(Stored data entries)
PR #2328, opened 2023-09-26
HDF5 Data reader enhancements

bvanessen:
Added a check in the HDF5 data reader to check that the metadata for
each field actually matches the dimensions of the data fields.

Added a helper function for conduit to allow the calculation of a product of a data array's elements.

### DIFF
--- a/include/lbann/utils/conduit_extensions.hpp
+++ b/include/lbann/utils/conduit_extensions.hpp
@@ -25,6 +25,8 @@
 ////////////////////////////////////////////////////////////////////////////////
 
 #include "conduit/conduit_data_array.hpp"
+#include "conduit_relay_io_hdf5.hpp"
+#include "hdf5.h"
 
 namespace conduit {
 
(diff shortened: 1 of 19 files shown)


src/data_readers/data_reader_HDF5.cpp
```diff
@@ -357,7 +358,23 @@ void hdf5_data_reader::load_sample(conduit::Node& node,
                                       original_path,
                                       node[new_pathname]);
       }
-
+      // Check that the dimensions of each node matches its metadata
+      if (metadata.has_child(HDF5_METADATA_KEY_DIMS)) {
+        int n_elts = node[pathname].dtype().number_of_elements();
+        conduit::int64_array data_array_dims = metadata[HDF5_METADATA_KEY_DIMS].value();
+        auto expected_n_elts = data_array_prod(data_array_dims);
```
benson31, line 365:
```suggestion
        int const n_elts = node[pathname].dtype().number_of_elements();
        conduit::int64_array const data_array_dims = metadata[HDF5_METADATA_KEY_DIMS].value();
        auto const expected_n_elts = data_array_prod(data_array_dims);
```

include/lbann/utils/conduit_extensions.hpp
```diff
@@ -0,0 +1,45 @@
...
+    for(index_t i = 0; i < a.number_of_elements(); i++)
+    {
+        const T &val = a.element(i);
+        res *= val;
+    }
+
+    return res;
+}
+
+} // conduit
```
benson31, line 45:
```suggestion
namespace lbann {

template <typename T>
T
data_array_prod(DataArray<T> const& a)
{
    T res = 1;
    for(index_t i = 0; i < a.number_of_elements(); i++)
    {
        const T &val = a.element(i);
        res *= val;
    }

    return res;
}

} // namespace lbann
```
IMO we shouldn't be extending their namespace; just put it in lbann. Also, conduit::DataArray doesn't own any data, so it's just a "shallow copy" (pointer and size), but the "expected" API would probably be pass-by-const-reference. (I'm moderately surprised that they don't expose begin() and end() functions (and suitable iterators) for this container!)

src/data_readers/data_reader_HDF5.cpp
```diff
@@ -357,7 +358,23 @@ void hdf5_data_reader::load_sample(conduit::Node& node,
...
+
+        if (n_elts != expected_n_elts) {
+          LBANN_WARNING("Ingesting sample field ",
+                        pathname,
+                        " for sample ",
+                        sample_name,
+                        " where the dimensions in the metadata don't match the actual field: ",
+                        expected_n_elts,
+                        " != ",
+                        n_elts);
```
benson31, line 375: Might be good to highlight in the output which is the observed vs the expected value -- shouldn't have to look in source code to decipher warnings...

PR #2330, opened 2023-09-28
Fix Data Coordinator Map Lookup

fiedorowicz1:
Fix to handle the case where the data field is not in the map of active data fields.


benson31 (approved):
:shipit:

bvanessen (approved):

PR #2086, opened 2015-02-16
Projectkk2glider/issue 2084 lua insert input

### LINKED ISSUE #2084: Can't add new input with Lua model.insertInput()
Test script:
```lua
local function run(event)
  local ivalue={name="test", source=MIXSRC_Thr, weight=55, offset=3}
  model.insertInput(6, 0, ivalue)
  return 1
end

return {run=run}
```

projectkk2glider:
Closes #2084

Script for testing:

What you will do :: Each record above has to be repeated word for word.

Answer to the problem ::
PR #2328, opened 2023-09-26
HDF5 Data reader enhancements

bvanessen:
Added a check in the HDF5 data reader to check that the metadata for
each field actually matches the dimensions of the data fields.

Added a helper function for conduit to allow the calculation of a product of a data array's elements.

### DIFF
--- a/include/lbann/utils/conduit_extensions.hpp
+++ b/include/lbann/utils/conduit_extensions.hpp
@@ -25,6 +25,8 @@
 ////////////////////////////////////////////////////////////////////////////////
 
 #include "conduit/conduit_data_array.hpp"
+#include "conduit_relay_io_hdf5.hpp"
+#include "hdf5.h"
 
 namespace conduit {
 
(diff shortened: 1 of 19 files shown)


src/data_readers/data_reader_HDF5.cpp
```diff
@@ -357,7 +358,23 @@ void hdf5_data_reader::load_sample(conduit::Node& node,
                                       original_path,
                                       node[new_pathname]);
       }
-
+      // Check that the dimensions of each node matches its metadata
+      if (metadata.has_child(HDF5_METADATA_KEY_DIMS)) {
+        int n_elts = node[pathname].dtype().number_of_elements();
+        conduit::int64_array data_array_dims = metadata[HDF5_METADATA_KEY_DIMS].value();
+        auto expected_n_elts = data_array_prod(data_array_dims);
```
benson31, line 365:
```suggestion
        int const n_elts = node[pathname].dtype().number_of_elements();
        conduit::int64_array const data_array_dims = metadata[HDF5_METADATA_KEY_DIMS].value();
        auto const expected_n_elts = data_array_prod(data_array_dims);
```

include/lbann/utils/conduit_extensions.hpp
```diff
@@ -0,0 +1,45 @@
...
+    for(index_t i = 0; i < a.number_of_elements(); i++)
+    {
+        const T &val = a.element(i);
+        res *= val;
+    }
+
+    return res;
+}
+
+} // conduit
```
benson31, line 45:
```suggestion
namespace lbann {

template <typename T>
T
data_array_prod(DataArray<T> const& a)
{
    T res = 1;
    for(index_t i = 0; i < a.number_of_elements(); i++)
    {
        const T &val = a.element(i);
        res *= val;
    }

    return res;
}

} // namespace lbann
```
IMO we shouldn't be extending their namespace; just put it in lbann. Also, conduit::DataArray doesn't own any data, so it's just a "shallow copy" (pointer and size), but the "expected" API would probably be pass-by-const-reference. (I'm moderately surprised that they don't expose begin() and end() functions (and suitable iterators) for this container!)

src/data_readers/data_reader_HDF5.cpp
```diff
@@ -357,7 +358,23 @@ void hdf5_data_reader::load_sample(conduit::Node& node,
...
+
+        if (n_elts != expected_n_elts) {
+          LBANN_WARNING("Ingesting sample field ",
+                        pathname,
+                        " for sample ",
+                        sample_name,
+                        " where the dimensions in the metadata don't match the actual field: ",
+                        expected_n_elts,
+                        " != ",
+                        n_elts);
```
benson31, line 375: Might be good to highlight in the output which is the observed vs the expected value -- shouldn't have to look in source code to decipher warnings...

PR #2330, opened 2023-09-28
Fix Data Coordinator Map Lookup

fiedorowicz1:
Fix to handle the case where the data field is not in the map of active data fields.


benson31 (approved):
:shipit:

bvanessen (approved):

PR #2086, opened 2015-02-16
Projectkk2glider/issue 2084 lua insert input

### LINKED ISSUE #2084: Can't add new input with Lua model.insertInput()
Test script:
```lua
local function run(event)
  local ivalue={name="test", source=MIXSRC_Thr, weight=55, offset=3}
  model.insertInput(6, 0, ivalue)
  return 1
end

return {run=run}
```

projectkk2glider:
Closes #2084

Script for testing:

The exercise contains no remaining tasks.